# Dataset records
-=-=-

PR #2021, opened 2024-04-24
[easy][cicd] Bump devbox installer and switch to macos-13

mikeland73:
## Summary

The devbox installer has compatibility issues with macos-14 so changing from latest to 13 until that is fixed


LucilleH (approved):

.github/workflows/cli-tests.yaml
```diff
@@ -47,6 +47,7 @@ env:
   HOMEBREW_NO_ENV_HINTS: 1
   HOMEBREW_NO_INSTALL_CLEANUP: 1
   DEVBOX_DEBUG: 1
+  WAIT_FOR_NIX_VERSION: 60
```
LucilleH, line 50: We still need this?

mikeland73: nope, will remove

PR #2025, opened 2024-04-25
[easy][deps] Update pkg, use new `DEVBOX_API_TOKEN` name

mikeland73:
## Summary

TSIA


internal/devbox/providers/identity/identity.go
```diff
@@ -4,12 +4,12 @@ import (
...
 	"os"
 
+	"go.jetify.com/typeid"
 	"go.jetpack.io/devbox/internal/build"
 	"go.jetpack.io/pkg/api"
 	"go.jetpack.io/pkg/auth"
 	"go.jetpack.io/pkg/auth/session"
 	"go.jetpack.io/pkg/ids"
-	"go.jetpack.io/typeid"
 	"golang.org/x/oauth2"
```
mohsenari, line 13: Not for this PR, but when should we just update all these dependencies to use `go.jetify.com` instead?

mohsenari (approved):

PR #2032, opened 2024-04-30
[nix] Build all packages in same nix command

mikeland73:
## Summary

This changes how `installNixPackagesToStore` calls `nix.Build` so that it installs all installables in same nix command.

It does this by grouping all installables into two groups, one for allow-insecure and other for default and runs `build` on both groups (if not empty)

I was able to remove `packageInstallErrorHandler`  because it is already called in `packagesToInstallInStore` so we will never actually try to build something that can't build on the system, or if it requires `--allow-insecure` we will notice it then.

This does change our segment logging to group packages together for install times, so we will need to do some more work on the metrics side to determine slow packages. 

## How was it tested?

* Installed multiple packages not present in my nix store at once, including a combination of secure and insecure ones.
* Tried to install something that doesn't build on my system, saw correct error message

## Perf test

Anecdotal test:

Using the following
image

Before 
image

After 
image

### DIFF
--- a/internal/devbox/packages.go
+++ b/internal/devbox/packages.go
@@ -430,79 +430,88 @@ func (d *Devbox) InstallRunXPackages(ctx context.Context) error {
 // and installing in the nix profile (even if offline).
 func (d *Devbox) installNixPackagesToStore(ctx context.Context, mode installMode) error {
 	packages, err := d.packagesToInstallInStore(ctx, mode)
-	if err != nil {
+	if err != nil || len(packages) == 0 {
 		return err
 	}
 
-	stepNum := 0
-	total := len(packages)
+	// --no-link to avoid generating the result objects
+	flags := []string{"--no-link"}
+	if mode == update {
+		flags = append(flags, "--refresh")
+	}
+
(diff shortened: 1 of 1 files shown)


savil:
For the scenario where a user clones a repo and does `devbox install`, this PR's change will mean they have to wait a long time without much UI information about what is being installed.  What does the UX look like?

Alternatively, we could preserve the old-behavior that prints output for each package, while having a `--parallel` flag or `DEVBOX_INSTALL_PARALLEL` env-var setting that runs it in parallel.

gcurtis (approved):
LGTM.

@savil I think the user will see progress via the `nix build` command because it's hooked up to stderr.

mikeland73:
@savil like @gcurtis mentioned, this does show output the entire time.

One thing this removed is the package by package manual output we used to do, specifically `fmt.Sprintf("[%d/%d] %s", stepNum, total, pkg)` 

in it's place we now do:

```
ux.Finfo(
		d.stderr,
		"Installing the following packages to the nix store: %s\n",
		strings.Join(packageNames, ", "),
	)
```

PR #2040, opened 2024-05-07
[process-compose] Bump version

mikeland73:
## Summary

Bumps to v1.5.0

Note: Because process-compose flake is not in any cache installing a new version can be pretty slow (it has to build which means it has to download dependencies in order to build). A few solutions:

* We could use nixpkgs (which lags the repo version by a few versions)
* We could use runx to install it (not nix, but it gets the latest version)
* We could store in our own cache.

## How was it tested?

Tested running services on a few examples.

### DIFF
--- a/internal/devbox/devbox.go
+++ b/internal/devbox/devbox.go
@@ -55,7 +55,7 @@ const (
 
 	// shellHistoryFile keeps the history of commands invoked inside devbox shell
 	shellHistoryFile            = ".devbox/shell_history"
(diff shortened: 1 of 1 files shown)


Lagoja:
I'm open to doing this via Nixpkgs if it simplifies things, even if we're a little bit behind

mikeland73:
@Lagoja lets do that as a follow up, it is gonna take a bit more work to turn utilities into a devbox project (but that's a worthwile change)

Lagoja (approved):

PR #2042, opened 2024-05-09
[perf] Skip cache check if store path exists locally

mikeland73:
## Summary

If store path exists locally, we know we can use that store path in `fetchClosure`. This helps speed up almost any operation where state is not up to date and we need to check if some store path is in cache.

## How was it tested?

* added print statement

`devbox run echo 5`

### DIFF
--- a/internal/devpkg/narinfo_cache.go
+++ b/internal/devpkg/narinfo_cache.go
@@ -5,11 +5,13 @@ import (
 	"fmt"
 	"io"
 	"net/http"
+	"os"
 	"sync"
 	"time"
 
 	"github.com/pkg/errors"
 	"go.jetpack.io/devbox/internal/boxcli/featureflag"
+	"go.jetpack.io/devbox/internal/debug"
 	"go.jetpack.io/devbox/internal/lock"
 	"go.jetpack.io/devbox/internal/nix"
 	"golang.org/x/sync/errgroup"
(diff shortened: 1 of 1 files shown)


internal/devpkg/narinfo_cache.go
```diff
@@ -145,6 +148,11 @@ func (p *Package) fetchNarInfoStatus(outputName string) (bool, error) {
 
 	outputInCache := map[string]bool{} // key = output name, value = in cache
 	for _, output := range outputs {
+		// if store path exists locally, then it is equivalent to being in the cache.
```
savil, line 151: I think this is correct, _assuming_ the nix order for resolving a store-path is is:
1. check local /nix/store to see if already built
2. check binary cache(s) configured to see if binaries are present
3. build derivation locally

I say _assuming_ because looking at the docs for `builtins.fetchClosure` it doesn't say that it will check local nix-store and skip the binary cache if its present:
https://nixos.org/manual/nix/stable/language/builtins.html#builtins-fetchClosure

savil (approved):

internal/devpkg/narinfo_cache.go
mikeland73: I assume it works this way, because otherwise we would be re-downloading everything every time the flake is evaluated. Currently we `build` everything first (which stores it int the nix store) and then we evaluate the flake using print-dev-env.

Also, see this note:

> fetchClosure is similar to [builtins.storePath](https://nixos.org/manual/nix/stable/language/builtins.html#builtins-storePath) in that it allows you to use a previously built store path in a Nix expression. However, fetchClosure is more reproducible because it specifies a binary cache from which the path can be fetched

`builtins.storePath`  always checks the local store first before using substituters, so I assume `fetchClosure` does the same before trying to fetch from remote.

cc: @gcurtis let us know if this is your understanding as well.

gcurtis: That's also my understanding.

gcurtis (approved):

PR #2043, opened 2024-05-09
internal/setup: move sudo into SudoDevbox function + fix macOS CI

gcurtis:
Move the code that calls `sudo devbox` into the `setup` package and clean it up a bit. Fix some issues that were preventing the cache from being configured in non-interactive environments (such as CI).

- Don't re-prompt the user for confirmation in the sudo process.
- Don't call NeedsRun a second time in the sudo process.
- Don't prompt the user when stdin isn't a tty. This fixes cache configuration on macOS in CI.
- Preserve Devbox environment variables such as DEVBOX_DEBUG, DEVBOX_API_TOKEN, DEVBOX_PROD, and DEVBOX_USE_VERSION. This addresses cases where the sudo devbox process would use the wrong auth or API endpoint.
- Combine the nixcache aws and nix setup tasks into one task. There was a lot of overlap and this simplifies the setup code.

Reran the `cache-upload` workflow against this branch and it looks like the macOS runner is able to use the cache now - https://github.com/jetify-com/devbox/actions/runs/9022662173/job/24792707507#step:5:828

### DIFF
--- a/internal/devbox/providers/nixcache/setup.go
+++ b/internal/devbox/providers/nixcache/setup.go
@@ -9,83 +9,96 @@ import (
 	"os/exec"
 	"os/user"
 	"path/filepath"
+	"strings"
 	"time"
+	"unicode"
 
 	"go.jetpack.io/devbox/internal/debug"
 	"go.jetpack.io/devbox/internal/envir"
 	"go.jetpack.io/devbox/internal/nix"
 	"go.jetpack.io/devbox/internal/redact"
 	"go.jetpack.io/devbox/internal/setup"
-	"go.jetpack.io/devbox/internal/xdg"
 )
 
-// nixSetupTask adds the user to Nix's trusted-users list so that they can use
-// their private Devbox cache with the Nix daemon.
-type nixSetupTask struct {
-	// username is the OS username to trust.
-	username string
+func (p *Provider) Configure(ctx context.Context, username string) error {
+	return p.configure(ctx, username, false)
 }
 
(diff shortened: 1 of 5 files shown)


internal/devbox/providers/nixcache/setup.go
```diff
@@ -144,35 +156,34 @@ credential_process = %s -u %s -i -- %s cache credentials
...
+		"DEVBOX_API_TOKEN",
+		"DEVBOX_PROD",
+		"DEVBOX_USE_VERSION",
+		"XDG_CACHE_HOME",
+		"XDG_CONFIG_DIRS",
+		"XDG_CONFIG_HOME",
+		"XDG_DATA_DIRS",
+		"XDG_DATA_HOME",
+		"XDG_RUNTIME_DIR",
+		"XDG_STATE_HOME",
```
mikeland73, line 174: Are there no issues with propagating all of these?

internal/devbox/providers/nixcache/setup.go
```diff
@@ -144,35 +156,34 @@ credential_process = %s -u %s -i -- %s cache credentials
...
+	}
+	sb := strings.Builder{}
+	for _, name := range envs {
+		val := os.Getenv(name)
+		if val != "" {
+			sb.WriteString(name)
+			sb.WriteByte('=')
+			sb.WriteString(val)
```
mikeland73, line 182: Should this be quoted?

mikeland73 (approved):

internal/devbox/providers/nixcache/setup.go
gcurtis: Fixed.

PR #2053, opened 2024-05-14
nixcache: fix setup error on multi-user systemd Nix installs

gcurtis:


internal/devbox/packages.go
```diff
@@ -444,7 +444,11 @@ func (d *Devbox) installNixPackagesToStore(ctx context.Context, mode installMode
 		Flags:  flags,
 		Writer: d.stderr,
 	}
-	args.ExtraSubstituter, _ = d.providers.NixCache.URI(ctx)
+	args.ExtraSubstituter, err = d.providers.NixCache.URI(ctx)
+	if err != nil {
+		debug.Log("error getting nix cache URI, assuming user doesn't have a private cache: %v", err)
```
mikeland73, line 449: nit, cache could be private or public.

Lagoja (approved):

internal/devbox/providers/nixcache/setup.go
```diff
@@ -88,7 +89,9 @@ func (s *setupTask) Run(ctx context.Context) error {
 	}
 
 	err = nix.IncludeDevboxConfig(ctx, s.username)
-	if err != nil {
+	if errors.Is(err, nix.ErrUnknownServiceManager) {
+		ux.Fwarning(os.Stderr, "Devbox configured Nix to use your organization's private cache. Please restart the Nix daemon and re-run Devbox.\n")
+	} else if err != nil {
```
mikeland73, line 94: Would this show up in CICD even if they don't need to do it?

gcurtis: Fixed.

mikeland73 (approved):

PR #2065, opened 2024-05-20
[debug] Add cache credentials flag and more perf profiling

mikeland73:
## Summary

Credentials command is hidden, this flag can help debugging.

### DIFF
--- a/internal/boxcli/cache.go
+++ b/internal/boxcli/cache.go
@@ -109,7 +109,7 @@ func cacheCredentialsCmd() *cobra.Command {
 				return err
 			}
 
-			if flags.format == "env" {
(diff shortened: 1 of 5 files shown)


internal/boxcli/cache.go
```diff
@@ -103,6 +108,14 @@ func cacheCredentialsCmd() *cobra.Command {
 			if err != nil {
 				return err
 			}
+
+			if flags.format == "env" {
```
gcurtis, line 112: Just to future-proof ourselves, what about "sh" (following brew and shellcheck's convention) to differentiate from fish or other shells.

gcurtis (approved):

PR #2073, opened 2024-05-22
chore(dev.Dockerfile.tmpl): Remove superfluous step number

silvestre:
### Issue

For some reason only the comment about copying the local flake dirs got a step number. Maybe a leftover?

### Fix

Just remove it, as no other step is numbered.

## How was it tested?

It wasn't as it is only a comment change. 😄


Lagoja (approved):

mohsenari:
Thanks. It was indeed leftover from some changes we did on the template file.

PR #2076, opened 2024-05-23
[perf] Improve install and ensure perf

mikeland73:
## Summary

This improves install and ensure perf by making the following changes:

* Batch all store path existence checks. (previously we did one by one, each `nix ls` call is about 50ms)
* If lockfile has store paths we use them (instead of trying to get them from nix)
* Fix regression in `FillNarInfoCache`

## How was it tested?

Installed large devbox.json (30+ packages) and used `DEVBOX_PRINT_EXEC_TIME` and observed almost all "prep" time disappear. prep time is the work devbox does before actually building the packages.

### DIFF
--- a/internal/nix/store.go
+++ b/internal/nix/store.go
@@ -60,6 +60,9 @@ func StorePathsFromInstallable(ctx context.Context, installable string, allowIns
 // StorePathsAreInStore a map of store paths to whether they are in the store.
 func StorePathsAreInStore(ctx context.Context, storePaths []string) (map[string]bool, error) {
 	defer debug.FunctionTimer().End()
+	if len(storePaths) == 0 {
+		return map[string]bool{}, nil
+	}
 	args := append([]string{"path-info", "--offline", "--json"}, storePaths...)
 	cmd := commandContext(ctx, args...)
 	debug.Log("Running cmd %s", cmd)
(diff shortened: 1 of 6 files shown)


internal/nix/store.go
```diff
@@ -48,49 +48,77 @@ func StorePathsFromInstallable(ctx context.Context, installable string, allowIns
...
 
 // parseStorePathFromInstallableOutput parses the output of `nix store path-from-installable --json`
 // This function is decomposed out of StorePathFromInstallable to make it testable.
-func parseStorePathFromInstallableOutput(installable string, output []byte) ([]string, error) {
-	// Newer nix versions (like 2.20)
+func parseStorePathFromInstallableOutput(output []byte) (map[string]any, error) {
+	// Newer nix versions (like 2.20) have output of the form
+	// {"<store-path>": {}}
+	// if a store path is used as an installable, the keys will be present even if invalid but
+	// the values will be null.
```
savil, line 100: oh good find!

internal/nix/store.go
```diff
@@ -48,49 +48,77 @@ func StorePathsFromInstallable(ctx context.Context, installable string, allowIns
...
-		Valid bool   `json:"valid"`
-	}
+	var out2 []pathInfoLegacy
+
 	if err := json.Unmarshal(output, &out2); err == nil {
-		res := []string{}
+		res := map[string]any{}
 		for _, outValue := range out2 {
-			res = append(res, outValue.Path)
+			if outValue.Valid {
```
savil, line 114: 👍🏾

savil (approved):
LGTM!

PR #2081, opened 2024-05-24
[easy][bug] Fix install if package has no storepaths in lockfile

mikeland73:
## Summary

Fixes issue introduced in https://github.com/jetify-com/devbox/blame/main/internal/devbox/packages.go#L558-L558

## How was it tested?

Removed store paths from lock file, ensured package was still installed.


savil (approved):
Bugs like this really make me wish golang would just introduce a nillable-type. Like the one single lesson they could have learnt from C or Java, but have still failed to.

PR #391, opened 2026-03-31
Segment WAL files based on a configurable maximum file size

### LINKED ISSUE #390: Make the WAL configurable by the user
Currently the `SEGMENT_BATCH_COUNT_THRESHOLD` is hard-coded to 100. This is not ideal for the scenario where a user wants more control over the WAL. Generally, basing the segment size on batch count is also not ideal since batches can be varying sizes.

This should all be changed so the user can configure the WAL and the segment size is based on something like row count instead.

CGodiksen:
This PR closes #390 by changing the WAL to segment files based on file size instead of batch count. This should make the segment files more consistent since batches can be hugely varying in size. Note that `RecordBatch::get_array_memory_size()` was chosen to estimate the size of the appended data for performance reasons. Other metrics such as the actual file size and row count were also considered but were not chosen due to low performance and low accuracy, respectively.

This PR also makes the maximum file size configurable and part of the configuration so it can be changed like any of our other configurations.


crates/modelardb_server/src/storage/compressed_data_manager.rs
```diff
@@ -572,7 +572,9 @@ mod tests {
             .unwrap();
 
         let write_ahead_log = Arc::new(RwLock::new(
-            WriteAheadLog::try_new(&local_data_folder).await.unwrap(),
+            WriteAheadLog::try_new(&local_data_folder, 64 * 1024)
```
skejserjensen: Maybe add a quick comment if `64 * 1024` is chosen for any specific reason.

crates/modelardb_storage/src/write_ahead_log.rs
```diff
@@ -648,6 +678,8 @@ mod tests {
     use modelardb_test::table::TIME_SERIES_TABLE_NAME;
     use tempfile::TempDir;
 
+    const SEGMENT_SIZE_THRESHOLD_IN_BYTES: u64 = 64 * 1024; // 64 KiB
```
skejserjensen: Missing . at the end of comment.

skejserjensen (approved):

crates/modelardb_storage/src/write_ahead_log.rs

chrthomsen (approved):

-=-=-

# Exercise
Each line of the records, from the opening one through the line holding "PR #2025, opened 2024-04-25", should be restated word for word, with nothing else in the answer.

# Response to the exercise
PR #2021, opened 2024-04-24
[easy][cicd] Bump devbox installer and switch to macos-13

mikeland73:
## Summary

The devbox installer has compatibility issues with macos-14 so changing from latest to 13 until that is fixed


LucilleH (approved):

.github/workflows/cli-tests.yaml
```diff
@@ -47,6 +47,7 @@ env:
   HOMEBREW_NO_ENV_HINTS: 1
   HOMEBREW_NO_INSTALL_CLEANUP: 1
   DEVBOX_DEBUG: 1
+  WAIT_FOR_NIX_VERSION: 60
```
LucilleH, line 50: We still need this?

mikeland73: nope, will remove

PR #2025, opened 2024-04-25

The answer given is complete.